Stored items
<<<<
PR #10745, opened 2021-09-01
Do not drop details when converting between gRPC `Status` classes [KVL-1084]

hubert-da:
CHANGELOG_BEGIN
CHANGELOG_END

### Pull Request Checklist

- [x] Read and understand the [contribution guidelines](https://github.com/digital-asset/daml/blob/main/CONTRIBUTING.md)
- [x] Include appropriate tests
- [x] Set a descriptive title and thorough description
- [x] Add a reference to the [issue this PR will solve](https://github.com/digital-asset/daml/issues), if appropriate
- [ ] Include changelog additions in one or more commit message bodies between the `CHANGELOG_BEGIN` and `CHANGELOG_END` tags
- [ ] Normal production system change, include purpose of change in description

NOTE: CI is not automatically run on non-members pull-requests for security
reasons. The reviewer will have to comment with `/AzurePipelines run` to
trigger the build.

PR #10760, opened 2021-09-02
Populate `definite_answer` in `ApiException` [KVL-1004]

SamirTalwar-DA:
Also:
* Fixes 2 bugs mentioned in comments.
* Adds new conformance-test assertions (by @SamirTalwar-DA).
* As errors from rejections have the default "definite_answer", a proper mapping will be introduced in the next PR.

### Pull Request Checklist

trigger the build.


SamirTalwar-DA:
@hubert-da, I have decided to make this PR your problem. Do whatever you like with it.

hubert-da:
@SamirTalwar-DA JFYI I'm going to rebase it after this one is merged: https://github.com/digital-asset/daml/pull/10745
and then extend this PR by populating the "definite_answer"

ledger-api/rs-grpc-bridge/src/main/java/com/daml/grpc/adapter/server/rs/ServerSubscriber.java
```diff
@@ -114,7 +114,7 @@ public void onError(Throwable throwable) {
     executionSequencer.sequence(
         () -> {
           if (!responseObserver.isCancelled()) {
-            responseObserver.onError(Status.fromThrowable(throwable).asRuntimeException());
```
hubert-da, line 117: This was a bug resulting in dropping the trailers.

ledger/ledger-api-client/src/main/scala/com/digitalasset/ledger/client/services/commands/tracker/CompletionResponse.scala
```diff
@@ -117,20 +117,30 @@ object CompletionResponse {
   }
 
   private def buildException(metadata: Map[String, String], status: StatusJavaProto.Builder) = {
-    val newDetails = status.getDetailsList.asScala.map { detail =>
```
hubert-da, line 120: There was a bug as well, resulting in ignoring the metadata if the details were empty.

ledger/ledger-api-common/src/main/scala/com/digitalasset/platform/server/api/ApiException.scala
```diff
@@ -3,9 +3,11 @@
...
 package com.daml.platform.server.api
 
-import io.grpc.{Status, StatusRuntimeException}
+import io.grpc.StatusRuntimeException
 
 import scala.util.control.NoStackTrace
 
 /** The sole purpose of this class is to give StatusRuntimeException with NoStacktrace a nice name in logs. */
-class ApiException(status: Status) extends StatusRuntimeException(status) with NoStackTrace
+class ApiException(exception: StatusRuntimeException)
```
hubert-da, line 11: Weird code, as I haven't found any other way to convert it while preserving the trailers as well as keeping it `NoStackTrace`.

ledger/ledger-api-common/src/main/scala/com/digitalasset/platform/server/api/validation/ErrorFactories.scala
```diff
@@ -4,54 +4,163 @@
...
-      Status.NOT_FOUND.withDescription(
-        s"Ledger ID '${received.unwrap}' not found. Actual Ledger ID is '${expected.unwrap}'."
-      )
+      Status
+        .newBuilder()
+        .setCode(Code.NOT_FOUND.value())
+        .setMessage(
+          s"Ledger ID '${received.unwrap}' not found. Actual Ledger ID is '${expected.unwrap}'."
+        )
+        .addDetails(IndefiniteAnswerInfo)
```
fabiotudone-da, line 39: Why is it indefinite? What's the source of this mapping? If this is going to be the authoritative source, I'd add comments that explain why.

hubert-da: Good question. You reminded me that I should add more reviewers, as there is no source.

hubert-da:
Sorry for failed tests, we'll fix in the background.

hubert-da:
@oliverse-da what would we like to do with failed Canton conformance tests? Shall I exclude them for now?

oliverse-da:
> @oliverse-da what would we like to do with failed Canton conformance tests? Shall I exclude them for now? Or shall we merge the assertions later?

+ @andreaslochbihler-da : Writing here what I mentioned in the #team-deduplication slack channel: Logistically we probably want to produce another daml snapshot release shortly after merging this (with disabled tests), then produce a canton snapshot release, then upgrade the daml repo to use that. Before, it would make sense to use the `daml-sdk-head` approach to ensure that we have identified the canton-side changes to make the tests pass again.

hubert-da:
> Before, it would make sense to use the daml-sdk-head approach to ensure that we have identified the canton-side changes to make the tests pass again.

Thanks! Will do this once I finish sorting one other related failure, and will let you know.

ledger/ledger-api-common/src/main/scala/com/digitalasset/platform/server/api/validation/ErrorFactories.scala
```diff
@@ -4,54 +4,163 @@
...
+    )
 
   def outOfRange(description: String): StatusRuntimeException =
-    grpcError(Status.OUT_OF_RANGE.withDescription(description))
+    grpcError(
+      Status
+        .newBuilder()
+        .setCode(Code.OUT_OF_RANGE.value())
+        .setMessage(description)
+        .addDetails(DefiniteAnswerInfo)
```
andreaslochbihler-da, line 79: AFAICT this should be an indefinite answer. Why do you think that we can meet the rank guarantee described in https://github.com/digital-asset/daml/pull/9567/files#diff-ed4ed30e4f593aaf9d013b39ed5272dfc0df08c548cc78f110fd4471eaa6f59cR143-R151 here?

Same question applies to `invalidField`, `invalidArgument`, and `missingField`.

ledger/ledger-api-common/src/main/scala/com/digitalasset/platform/server/api/validation/ErrorFactories.scala
andreaslochbihler-da: That's an good question. `IndefiniteAnswerInfo` is certainly the safe choice here. We'd have to look at all use cases to understand whether we could make it definite here.

hubert-da:
We decided to provide and assert the `definite answer` just in the context of command deduplication, so I'm going to reshape this in a separate PR. Closing this one.

ledger/ledger-api-common/src/main/scala/com/digitalasset/platform/server/api/validation/ErrorFactories.scala
hubert-da: @andreaslochbihler-da , thanks for the link. TBH, I've been focusing on what may happen if the application retries based on usages of the "factories":
* `outOfRange` - is being used only by `LedgerOffsetValidator` which on the other hand is being used by `GetTransactionsRequest` and `GrpcCompletionStreamRequest`. What I did not take into account is that there are cases where the ledger end is calculated on the server-side. I assumed that if someone passes invalid offsets multiple times, the answer is always going to be the same. However, it may not be reasonable anymore to provide the `definite_answer` info here, as this doesn't regard command submission/deduplication.
* `invalidField` - is being used for `GrpcCompletionStreamRequest` and **command** validation. I believe if a field is not being able to be parsed, it will always result in a validation error if submitted multiple times without changes.
* `invalidArgument` - used in many places. I assumed that if an argument is invalid, it won't ever be valid, which may be a wrong assumption. Will expand this a bit more below.
* `missingField` - used similarly as `invalidField`. I assumed that if a field is missing, it won't magically appear in a re-submission, so the validation passes.
What I'm concerned about is that these "factories" may be used in more places and different contexts, so perhaps it would be reasonable to pass the `definiteAnswer: Option[Boolean]` as an argument to them. For example, I wouldn't pass it in case of the current usages of `outOfRange`. WDYT?

andreaslochbihler-da: > it would be reasonable to pass the `definiteAnswer: Option[Boolean]` as an argument to them

That definitely sounds reasonable.



>     * if submitted multiple times without changes.

The guarantees about `definite_answer` are independent of whether the application submits the same request or a different request. That's because it's not clear what path such a request has already taken and whether something has augmented the request on the way. The server filling in the ledger end (or maybe ledger begin elsewhere) is one example. So what may look unretryable at a certain level in our stack may actually be due to bad choices having been made during preprocessing. That's why we've decided to deal with retryability separately.

hubert-da: Thanks a lot for the explanation, @andreaslochbihler-da, it's now much clearer to me.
>>>>
**Aim of the task**
If a line above holds the string "withDescription", return it as it stands.

**Response to the exercise**
-      Status.NOT_FOUND.withDescription(
-    grpcError(Status.OUT_OF_RANGE.withDescription(description))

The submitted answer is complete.